Tuesday, March 9, 2010

The City of Montréal Comprehends and Departs

Experiments with verse never turn out as I want them to. 


Also, news! I got published. The "youth" sections of both the Antigonish Review and Wet Ink Magazine have put some of my things online, which I think is, as the kids say, pretty rad. I think you can find me here and here. I'm happy. Now if only the big-time journals would answer...

(4:00)

Philosophies, like blankets from a child,
Are flung aside; we shiver in our beds
As truth begins to curl around our toes
(arrived from holes in walls where Love had fled).
And shivering, naked, eyes and faces wild,
we stumble to the streets and feel ourselves
give way to baser hungers which bestow
not courage, but a sympathy in Hell.

Though roads be long and grasses far away,
though others stumble on with half-grown thoughts
that drag and scrape and cry out in dismay
from feeling old roots harden into knots,
we cast aside what all the wise men wrote
and march beneath the silent skies of hope.

1 comment:

Marta said...

Lots of awesome lines and line breaks! Favourites being:

"As truth begins to curl around our toes"

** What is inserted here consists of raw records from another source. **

PR #426, opened 2017-03-07
fix topic subscribing bug

### LINKED ISSUE #425: Event subscribing bug
With regard to event subscribe, topics that is not subscribed are also delivered from the server.
For example, `/ timer / sec / 10` and` / timer / sec / 100` are also subscribed if I subscribe `/ timer / sec / 1`.
This is because go-radix does a string-level search that does not treat `/` specially.

YujiOshima:
fix #425 

### DIFF
--- a/pkg/broker/server/sse.go
+++ b/pkg/broker/server/sse.go
@@ -160,9 +160,9 @@ func (b *Broker) ServeHTTP(rw http.ResponseWriter, req *http.Request) {
 	}
 }
 
+//checkPath Compare the subscribed topic with the published topic to see if the message can be sent to the client.
 func (b *Broker) checkPath(subscribedPath string, publishedPath string) bool {
 	if subscribedPath != "/" {
-		// Make sure that the topic subscribed to by the client is the upper topic of the topic being notified or the topic exactly matched.
 		pPath := strings.Split(publishedPath, "/")
 		for i, sliceTopic := range strings.Split(subscribedPath, "/") {
 			if pPath[i] != sliceTopic {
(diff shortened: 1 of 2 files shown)


pkg/broker/server/sse.go
```diff
@@ -244,6 +245,15 @@ func (b *Broker) run() {
...
 					}
+					if key != "/" {
+						// Make sure that the topic subscribed to by the client is the upper topic of the topic being notified or the topic exactly matched.
+						notfyTopic := strings.Split(event.topic, "/")
+						for i, sliceTopic := range strings.Split(key, "/") {
+							if notfyTopic[i] != sliceTopic {
+								return false
+							}
+						}
+					}
```
chungers: Clever to do the check here.

Would you mind put this code in a function?   Something like  `if !checkPath(key, event.topic) { return false }`?

chungers: s/notfyTopic/notifyTopic/g

chungers:
@YujiOshima  Thank you for catching and fixing this bug and adding tests.

Once you move the check to a function I will merge it in.

I still think a better way is to intercept the subscribe call and reject a topic that doesn't conform to the spec of the Event plugin.  This way, we don't have to do this check at every outbound event publish.  It's also better UX since the client knows it tried to subscribe to an incorrect topic.

One place this might work, would be to add checks as an interceptor to the ServerHTTP handler.  This would be the place: https://github.com/docker/infrakit/blob/master/pkg/rpc/server/server.go#L132

Here we have references to all the `event.Plugin` implementations and we can wrap the `broker.ServeHTTP` handler with a handler that does proper topic validation before they are forwarded on to the real thing.  This would also give meaningful HTTP error code on subscription, rather than events quietly dropped to the floor.   Finally the `pkg/broker` doesn't have to have any knowledge of `/` convention for topics and can be used for something that uses a different topic naming convention (maybe `.object1.property1`).

pkg/broker/server/sse.go
YujiOshima: Thank you, moved to function!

"we stumble to the streets and feel ourselves / give way to baser hungers" (love the line break on that one because it gives the impression that you go out into the streets and start trying to feel yourselves which gave me the mental image of someone trying to wake up from a dream, or just revelling in their reality of being)

I liked the subtlety of the rhyming. I hadn't noticed it at all in the first stanza and only caught on at "away" and "dismay". That being said, I wasn't sure afterwards what the rhyming scheme was, and felt that it was perhaps a bit too erratic. I did, however, like that you rhymed "ourselves" to "Hell", which gave it quite an ominous and darker tone than I was expecting. That was pretty good.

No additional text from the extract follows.